For the Czar the strain of prolonged warfare against unseen and desperate foes was terrible. Surrounded by sentries, shadowed by secret police, the lonely man yet persisted in governing with the assiduity and thoroughness of the great Napoleon. He tried to pry into all the affairs of his vast empire; and, as he held aloof even from his chief Ministers, he insisted that they should send to him detailed reports on all the affairs of State, foreign and domestic, military and naval, religious and agrarian. What wonder that the Nihilists persisted in their efforts, in the hope that even his giant strength must break down under the crushing burdens of toil and isolation. That he held up so long shows him to have been one of the strongest men and most persistent workers known to history. He had but one source of inspiration, religious zeal, and but one form of relaxation, the love of his devoted Empress.

It is needless to refer to the later phases of the revolutionary movement. Despite their well-laid plans, the revolutionaries gradually lost ground; and in 1892 even Stepniak confessed that they alone could not hope to overthrow the autocracy. About that time, too, their party began to split in twain, a younger group claiming that the old terrorist methods must be replaced by economic propaganda of an advanced socialistic type among the workers of the towns. For this new departure and its results we must refer our readers to the new materials brought to light by Sir D. Mackenzie Wallace in the new edition of his work Russia (1905).
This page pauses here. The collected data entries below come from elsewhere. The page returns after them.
PR #162, opened 2024-12-02
Use default `arch` in CI

JoshuaLampert:
There are warnings (e.g., https://github.com/JoshuaLampert/DispersiveShallowWater.jl/actions/runs/12108289323) in the CI runs because we request x64 on a macOS runner with arm64. I propose to simply use the default architecture, i.e. to remove the `arch` argument. For the `flag-name` of the coveralls action I followed the example under https://github.com/coverallsapp/github-action?tab=readme-ov-file#complete-parallel-job-example.

### DIFF
--- a/.github/workflows/CI.yml
+++ b/.github/workflows/CI.yml
@@ -42,7 +42,7 @@ concurrency:
 jobs:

Here we can point out only a few of the more general causes that contributed to the triumph of the Czar. In the first place, the difficulties in the way of common action among the proletariat of Russia are very great. Millions of peasants, scattered over vast plains, where the great struggle is ever against the forces of nature, cannot effectively combine. Students of history will observe that even where the grievances are mainly agrarian, as in the France of 1789, the first definite outbreak is wont to occur in great towns. Russia has no Paris, eager to voice the needs of the many.

Then again, the Russian peasants are rooted in customs and superstitions which cling about the Czar with strange tenacity and are proof against the reasoning of strangers. Their rising could, therefore, be very partial; besides which, the land is for the most part unsuited to the guerilla tactics that so often have favoured the cause of liberty in mountainous lands. The Czar and his officials know that the strength of their system lies in the ignorance of the peasants, in the soldierly instincts of their immense army, and in the spread of railways and telegraphs, which enables the central power to crush the beginnings of revolt. Thus the Czar's authority, resting incongruously on a faith dumb and grovelling as that of the Dark Ages, and on the latest developments of mechanical science, has been able to defy the tendencies of the age and the strivings of Russian reformers.


The aim of this work prescribes a survey of those events alone which have made modern States what they are to-day; but the victory of absolutism in Russia has had so enormous an influence on the modern world--not least in the warping of democracy in France--that it will be well to examine the operation of other forces which contributed to the set back of reform in that Empire, especially as they involved a change in the relations of the central power to alien races in general, and to the Grand Duchy of Finland in particular.

These forces, or ideals, may be summed up in the old Slavophil motto, "Orthodoxy, Autocracy, Nationality." These old Muscovite ideals had lent strength to Nicholas I. in his day; and his grandson now determined to appeal to the feeling of Nationality in its narrowest and strongest form. That instinct, which Mazzini looked on as the means of raising in turn all the peoples of the world to the loftier plane of Humanity, was now to be the chief motive in the propulsion of the Juggernaut car of the Russian autocracy.